* Data supplied:
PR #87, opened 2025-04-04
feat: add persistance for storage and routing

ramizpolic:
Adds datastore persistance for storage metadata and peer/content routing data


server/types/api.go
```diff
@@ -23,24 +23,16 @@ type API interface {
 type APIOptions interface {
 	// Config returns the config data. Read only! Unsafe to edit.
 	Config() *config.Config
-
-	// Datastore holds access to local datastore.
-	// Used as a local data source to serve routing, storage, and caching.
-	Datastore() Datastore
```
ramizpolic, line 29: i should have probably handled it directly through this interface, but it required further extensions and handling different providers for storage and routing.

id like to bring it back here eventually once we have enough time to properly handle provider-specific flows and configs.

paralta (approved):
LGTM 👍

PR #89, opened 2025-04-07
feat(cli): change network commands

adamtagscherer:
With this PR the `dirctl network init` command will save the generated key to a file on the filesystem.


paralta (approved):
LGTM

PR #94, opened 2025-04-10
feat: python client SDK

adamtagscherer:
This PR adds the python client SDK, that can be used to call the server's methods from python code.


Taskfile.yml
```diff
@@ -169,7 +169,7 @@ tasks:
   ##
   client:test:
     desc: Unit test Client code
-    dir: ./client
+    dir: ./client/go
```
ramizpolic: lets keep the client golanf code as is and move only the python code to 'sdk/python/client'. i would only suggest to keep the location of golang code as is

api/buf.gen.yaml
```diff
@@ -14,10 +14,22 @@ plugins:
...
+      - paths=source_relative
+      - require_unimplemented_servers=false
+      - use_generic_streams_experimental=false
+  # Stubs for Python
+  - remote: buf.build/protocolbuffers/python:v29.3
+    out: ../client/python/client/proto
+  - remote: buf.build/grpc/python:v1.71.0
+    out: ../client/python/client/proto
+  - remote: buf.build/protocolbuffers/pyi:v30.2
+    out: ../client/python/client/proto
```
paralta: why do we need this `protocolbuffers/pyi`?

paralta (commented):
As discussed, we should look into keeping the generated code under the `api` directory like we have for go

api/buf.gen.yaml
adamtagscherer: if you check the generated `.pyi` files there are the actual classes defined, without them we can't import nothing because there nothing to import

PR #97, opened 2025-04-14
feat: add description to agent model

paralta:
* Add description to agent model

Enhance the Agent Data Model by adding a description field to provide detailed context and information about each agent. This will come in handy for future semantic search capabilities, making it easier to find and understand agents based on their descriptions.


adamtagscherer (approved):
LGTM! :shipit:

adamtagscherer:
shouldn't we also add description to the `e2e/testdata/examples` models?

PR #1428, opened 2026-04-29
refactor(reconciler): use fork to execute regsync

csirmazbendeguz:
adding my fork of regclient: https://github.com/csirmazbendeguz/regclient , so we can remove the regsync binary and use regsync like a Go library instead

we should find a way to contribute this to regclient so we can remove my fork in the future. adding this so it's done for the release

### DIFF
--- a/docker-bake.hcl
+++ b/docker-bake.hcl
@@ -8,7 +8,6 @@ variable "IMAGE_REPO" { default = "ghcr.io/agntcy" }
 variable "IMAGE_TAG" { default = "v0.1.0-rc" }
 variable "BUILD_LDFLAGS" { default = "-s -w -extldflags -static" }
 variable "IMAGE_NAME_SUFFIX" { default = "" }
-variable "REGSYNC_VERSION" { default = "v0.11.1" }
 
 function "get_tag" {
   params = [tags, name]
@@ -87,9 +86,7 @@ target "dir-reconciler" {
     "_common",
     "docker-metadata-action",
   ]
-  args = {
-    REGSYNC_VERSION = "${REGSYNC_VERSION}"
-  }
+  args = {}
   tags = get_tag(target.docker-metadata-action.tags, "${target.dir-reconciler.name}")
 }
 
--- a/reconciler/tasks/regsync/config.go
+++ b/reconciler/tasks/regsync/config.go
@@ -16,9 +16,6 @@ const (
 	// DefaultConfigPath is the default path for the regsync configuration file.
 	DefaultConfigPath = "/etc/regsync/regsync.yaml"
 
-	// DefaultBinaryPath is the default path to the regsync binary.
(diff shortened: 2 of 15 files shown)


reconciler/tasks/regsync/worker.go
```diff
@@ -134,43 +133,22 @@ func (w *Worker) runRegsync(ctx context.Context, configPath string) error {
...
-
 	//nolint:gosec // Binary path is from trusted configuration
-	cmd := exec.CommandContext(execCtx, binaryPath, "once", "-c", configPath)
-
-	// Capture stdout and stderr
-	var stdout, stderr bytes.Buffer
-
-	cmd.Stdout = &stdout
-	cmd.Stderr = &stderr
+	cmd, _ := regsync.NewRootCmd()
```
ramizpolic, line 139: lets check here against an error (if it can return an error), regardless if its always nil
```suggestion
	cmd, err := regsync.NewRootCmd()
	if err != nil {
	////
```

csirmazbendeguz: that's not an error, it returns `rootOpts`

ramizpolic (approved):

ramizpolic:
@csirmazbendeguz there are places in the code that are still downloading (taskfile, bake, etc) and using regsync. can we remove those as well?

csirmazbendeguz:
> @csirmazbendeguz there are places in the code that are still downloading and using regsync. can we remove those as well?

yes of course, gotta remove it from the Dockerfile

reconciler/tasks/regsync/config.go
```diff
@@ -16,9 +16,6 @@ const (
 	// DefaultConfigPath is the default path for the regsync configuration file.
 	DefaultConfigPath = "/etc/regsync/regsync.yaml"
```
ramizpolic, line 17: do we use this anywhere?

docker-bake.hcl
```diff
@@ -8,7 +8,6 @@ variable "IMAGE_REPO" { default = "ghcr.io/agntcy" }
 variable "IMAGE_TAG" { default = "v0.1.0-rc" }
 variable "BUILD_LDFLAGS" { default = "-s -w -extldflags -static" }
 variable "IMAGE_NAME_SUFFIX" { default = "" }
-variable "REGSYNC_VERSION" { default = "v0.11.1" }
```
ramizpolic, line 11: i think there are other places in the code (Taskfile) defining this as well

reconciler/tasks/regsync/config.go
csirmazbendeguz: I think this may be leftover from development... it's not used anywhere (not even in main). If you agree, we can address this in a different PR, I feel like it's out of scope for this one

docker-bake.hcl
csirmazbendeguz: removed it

* Try it:
Return every line of the data above in which "false" appears.

* Answer space:
+      - require_unimplemented_servers=false
+      - use_generic_streams_experimental=false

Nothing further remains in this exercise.